In bug 1576770, we had a situation where scrollbar dragging did not work at all (for some scroll frames on a specific website) because APZ's notion of the mouse position in the coordinate space of the scroll frame was incorrect, and this led to APZ believing incorrectly that the mouse was far away from the scrollbar thumb, and therefore the scrollbar should be snapped to its position at the beginning of the drag.

It seems to me that it would have been possible for APZ to detect this inconsistency by performing the isMouseAwayFromThumb computation on the MOUSE_DOWN: if it returns true, we know something is inconsistent, since the MOUSE_DOWN hit the scrollbar thumb during the hit test, so it can't possibly be far away from it.

Having detected this inconsistency, APZ could have then disabled snapping for this drag block, and thereby avoided the severe symptoms of the bug, leaving the milder symptoms of bug 1719913 only (or, alternatively, it could have bailed out of APZ dragging altogether, and avoided even the milder symptoms, at the expense of a possibly less smooth main-thread drag).

We could consider deploying such a check now, with a view to mitigating future APZ scrolbar dragging bugs (based on past history, there are likely to be more in the future).

(In reply to Botond Ballo [:botond] from comment #0)

We could consider deploying such a check now, with a view to mitigating future APZ scrolbar dragging bugs (based on past history, there are likely to be more in the future).

Timothy, Hiro, I am curious what your thoughts are about whether such mitigations are a good idea.

I remember Kats' preference was that we not make such mitigations, because they can hide the underlying bugs and cause them to go unnoticed longer.

That is indeed a downside.

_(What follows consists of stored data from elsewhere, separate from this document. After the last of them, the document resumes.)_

PR #52, opened 2019-08-01
Add support for writing measurements from xarray.Datasets

omad:
Also fix a warning that pre-commit was throwing.

I don't have any automated tests yet. What's the state of testing with eodatasets at the moment?

### DIFF
--- a/.pre-commit-config.yaml
+++ b/.pre-commit-config.yaml
@@ -5,7 +5,7 @@ repos:
       hooks:
           - id: black
     - repo: https://github.com/adrienverge/yamllint.git
-      sha: v1.15.0
+      rev: v1.16.0
       hooks:
           - id: yamllint
     - repo: https://github.com/pre-commit/pre-commit-hooks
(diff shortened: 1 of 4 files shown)


jeremyh:
Great, thanks!

The test situation is ok at the moment -- all the public methods have a bit of coverage. The [assemble tests](https://github.com/GeoscienceAustralia/eo-datasets/blob/eodatasets3/tests/integration/test_assemble.py) do some basics, but most of it is indirect through the (more thorough) [wagl](https://github.com/GeoscienceAustralia/eo-datasets/blob/eodatasets3/tests/integration/test_packagewagl.py) and [level1](https://github.com/GeoscienceAustralia/eo-datasets/blob/eodatasets3/tests/integration/prepare/test_prepare_landsat_l1.py) tests. There's a few standalone unit tests too.

One option may be to change [the minimal package test](https://github.com/GeoscienceAustralia/eo-datasets/blob/44bdaf44c2673ab7421bb029117341d9f7055979/tests/integration/test_assemble.py#L171) to write an xarray instead of a file. It's using a write call that's well covered already. Or we add a separate test.

omad:
I think the biggest annoyance with testing this is that it relies on *datacube-core* CRS and GeoBox functionality, even though it isn't explicitly imported...

I don't really want to have to install ODC and all it's deps just to test a few lines of code.

jeremyh (approved):
:+1:

Fair enough -- the method is simple enough not to be a big concern!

On the other hand, bug 1576770 has been open and affecting TweetDeck users with WR enabled on Windows for almost 2 years, and having such a mitigation in place would have improved their experience.

I am curious what you think about this tradeoff.

As Botond and I chatted on Matrix, the mitigations sound reasonable to me. (I am assuming we will add at least one debug assertion (or warning) in the case of incorrect case).

I'm not sure enough people run debug builds where they are likely to encounter issues like this to be useful. I like the idea on matrix of having a pref and having the mitigations disabled on nightly.

Bug 1794590 is an example of a bug that the described change might have successfully mitigated.